# Xfree 4.1 problem



## McFrag (15. September 2002)

habe grade debian woody 3.0 intalliert mit kernel 2.4.18

und versuche jetzt ueber X irgendwie das KDE zu starten
der bildschirm wird kurz schwarz und dannwieder in der konsole mit der fehlermeldung "Fatal server error: no screens found"

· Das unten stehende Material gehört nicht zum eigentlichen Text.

PR #9687, opened 2023-11-16
[de] corrected, removed, added words (some moved to infix_s) to avoid FNs

Luisa-LT:
First part of the re-visited words listed in `words without infix s`.

Now that we have more knowledge about compound formation, I have revised the list again and removed some cases due to possible confusion, added, removed or moved to `words infix s`

@danielnaber @AgnesKleinhans could you please check if this procedure is correct/helpful?
If yes, I will continue the same way with the second part of the list.

### DIFF
--- a/languagetool-language-modules/de/src/main/resources/org/languagetool/resource/de/words_infix_s.txt
+++ b/languagetool-language-modules/de/src/main/resources/org/languagetool/resource/de/words_infix_s.txt
@@ -269,3 +269,9 @@ Imparität
 Kollektion
 Abspaltung
 Benachrichtigung
+Freundschaft
+Frieden
+Schwein
+Entscheidung
+Eintracht
+Mönch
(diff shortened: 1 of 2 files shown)


languagetool-language-modules/de/src/main/resources/org/languagetool/resource/de/words_infix_s.txt
```diff
@@ -268,4 +268,10 @@ Hibernation
 Imparität
 Kollektion
 Abspaltung
-Benachrichtigung
\ No newline at end of file
+Benachrichtigung
+Freundschaft
+Frieden
+Schwein
```
danielnaber, line 274: "Schweine..." seems to be more common, according to e.g. Jan Schreiber's list: `grep "Schweine" german.txt` -> 602 matches, vs `grep "Schweins" german.txt` -> 45 matches. With these ambiguous terms, I think we have to leave the word out for now (unless both s and e variants are always okay, which doesn't seem to be the case).

Luisa-LT: Ok I will comment it out in both

Luisa-LT: Actually, I think we should keep only _Schweine_ in `without infix s` (e.g. _Schweineohren_ seems to be correct too...)

AgnesKleinhans (approved):

PR #9700, opened 2023-11-20
[nl] improve DutchTagger

mark-baas:


languagetool-language-modules/nl/src/main/java/org/languagetool/tagging/nl/DutchTagger.java
```diff
@@ -168,14 +188,27 @@ public List<AnalyzedTokenReadings> tag(List<String> sentenceTokens) {
...
+                if (part2Reading.getPOSTag() != null && part2Reading.getPOSTag().startsWith("ZNW")) {
+                  // if word2 is contained in these lists, just give it the tag and exit the loop
+                  if (alwaysNeedsHet.contains(part2)){
+                    l.add(new AnalyzedToken(word, "ZNW:EKV:HET", part1lc + part2Reading.getLemma()));
+                    break;
+                  } else if (alwaysNeedsDe.contains(part2)){
+                    l.add(new AnalyzedToken(word, "ZNW:EKV:DE_", part1lc + part2Reading.getLemma()));
+                    break;
+                  } else if (alwaysNeedsMrv.contains(part2)){
+                    l.add(new AnalyzedToken(word, "ZNW:MRV:DE_", part1lc + part2Reading.getLemma()));
```
danielnaber, line 206: To avoid duplication, please call sth. like `l.add(new AnalyzedToken(word, tag, part1lc + part2Reading.getLemma()));` at the end if the if/elseif and in the if/elseif only set the value of `tag`.

languagetool-language-modules/nl/src/main/java/org/languagetool/tagging/nl/DutchTagger.java
```diff
@@ -67,7 +68,26 @@ public class DutchTagger extends BaseTagger {
   public DutchTagger() {
     super("/nl/dutch.dict", new Locale("nl"));
   }
-
+  private final Set<String> alwaysNeedsHet = ImmutableSet.of(
```
danielnaber, line 71: Please also add `static` here

languagetool-language-modules/nl/src/main/java/org/languagetool/tagging/nl/DutchTagger.java
```diff
@@ -168,14 +188,27 @@ public List<AnalyzedTokenReadings> tag(List<String> sentenceTokens) {
...
               AnalyzedTokenReadings part2Readings = part2ReadingsList.get(0);
               String part1lc = part1.toLowerCase();
               for (AnalyzedToken part2Reading : part2Readings) {
-                if (part2Reading.getPOSTag() != null && part2Reading.getPOSTag().contains("ZNW")) {
-                  //System.out.println("Adding " + word + " with postag " + part2Reading.getPOSTag() + ", part2 has lemma " + part2Reading.getLemma());
-                  l.add(new AnalyzedToken(word, part2Reading.getPOSTag(), part1lc + part2Reading.getLemma()));
+                if (part2Reading.getPOSTag() != null && part2Reading.getPOSTag().startsWith("ZNW")) {
+                  // if word2 is contained in these lists, just give it the tag and exit the loop
+                  if (alwaysNeedsHet.contains(part2)){
+                    l.add(new AnalyzedToken(word, "ZNW:EKV:HET", part1lc + part2Reading.getLemma()));
```
danielnaber, line 200: Please add a space between `){`

danielnaber (changes requested):
I don't yet understand why we need the data like `alwaysNeedsHet` - doesn't LT already know which words need which determiner, based on its internal dict and `added.txt`? So, isn't this a duplication?

mark-baas:
It's mostly to keep it a bit more clean. These part2 nouns have multiple meanings and therefore have different tags assigned ("de weer and het weer" are both valid). When these specific words are used in compounds, only one variation is valid, so it seems better to give them the right tag right away.

danielnaber:
Thanks. In that case, feel free to merge once my other small remarks have been addressed.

hardware ist geforce 2 GTS (wird vom X-Server erkannt) und normaler 17 moni


----------



## McFrag (15. September 2002)

den anderen thread mit dem gleichen thema hab ich schon gelesen und das funzt ned mit xf86config


----------



## | Kab00m | (9. Oktober 2002)

Jo, mein freakiger Linux-Klassenkamerad meint, das wäre ein Bug, wenn ich es hinbekomme, sage ich euch wie es geht


----------



## Marcus Roffmann (9. Oktober 2002)

Das ist kein Bug, das ist so! 

Nein, es ist nur so, Du musst die richtigen NVIDIA Treiber installieren, danach in der XF86Config etwas umstellen und dann solltest Du normal Dein X-Server benutzen können.

So war es zumindest bei mir (GeForce II MX + 17" Monitor)

Ansonsten guck mal hier nach:
http://www.openoffice.de/linux/buch/free4install.html
Vielleicht hilft das ja weiter


----------